Nor have identity issues gone away. Commenting on the new Audible release, this source argues: "Yellow Face is as timely as ever, wrestling with issues of cultural appropriation, complicity, and artistic freedom."
I particularly liked the way the play doesn't offer black-and-white pronouncements (beyond castigating the tendency to automatically suspect all people of a certain ethnicity of involvement in things they have no control over -- but that's the kind of categoric judgement I can get behind).
Asian American Literature Fans again: "[Hwang] doesn't offer a simple answer to the question of race-specific or 'color-blind' casting, but he does try to broaden the question to consider what it means to identify as of a particular race or to cross-identify (to identify with a race that is not your own, in terms of cultural activities or political activities)."
He invites to really think what we understand by identity. In an interview, he insists that our ethnic identity is not the be-all-and-end-all of who were are. Rather, it's one piece of a complex picture. If, then, you are defining your identity exclusively by your skin colour, then in a way you are replicating the deceptivness and artificiality of "yellow face" -- effectively, you're creating a mask that hides the complexity that is the real you.
Rebecca F. Kuang -- the author of Yellowface, who deliberately didn't expose herself to this play until her book was out, for fear of inadvertently drawing from it -- commented a propos of the original: "It is so clever and hilarious. I love this passage, and I’ll be thinking about this for a long time: 'DHH: Okay. Years ago, I discovered a face -- one I could live better and more fully than anything I’d ever tried. But as the years went by, my face became my mask. And I became just another actor -- running around in yellow face. (Pause) That’s where you came in. To take words like 'Asian' and 'American,' like 'race' and 'nation,' mess them up so bad no one has any idea what they even mean anymore. Cuz that was Dad’s dream: a world where he could be Jimmy Stewart. And a white guy -- can even be an Asian.'"

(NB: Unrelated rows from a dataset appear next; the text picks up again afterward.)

PR #3892, opened 2025-05-05
fix(cli): Read `.env` file prior to calling env var getters

will-holley:
I encountered an issue where values in my `.env` were not being read e.g. `LOG_LEVEL=debug`.  I traced this case to `src/logger.ts` and logged `getEnvString('LOG_LEVEL')` which returned `undefined` because my `.env` file had not been read prior to `getEnvString`'s call.  This change ensures the `.env` file is _always_ read prior to getter calls.

## Summary by Sourcery

Bug Fixes:
- Fixed issue where environment variables from `.env` file were not being read before being accessed

### DIFF
--- a/src/envars.ts
+++ b/src/envars.ts
@@ -1,3 +1,4 @@
+import 'dotenv/config';
 import cliState from './cliState';
 import type { EnvOverrides } from './types/env';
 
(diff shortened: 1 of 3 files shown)


src/envars.ts
```diff
@@ -1,3 +1,4 @@
+import 'dotenv/config';
```
mldangelo, line 1: many of the cli commands support overriding the env var path. I think this change is ok but make sure it makes sense in that context too

will-holley: That'll be safe because `override: true` is passed to that call, ensuring any conflicting values will prefer the user override.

So this immensely rich little play asks us to confront two pivotal sets of questions: 1. What does it mean to be an "Asian American", and what kind of problems does that label expose you to? And 2. What even is "identity"? To conceptualize this elusive thing as anything other than dynamic, fluid, and peformative is to lock people into straighjackets, and nail a mask to their faces. (Taylor Michelle Wycoff has a great discussion of the different elements that crop up in Hwang's interrogation of identity.)
All up, very clever. To create a piece that stays funny, sharp, and snappy, and yet invites us to really think -- that's an art.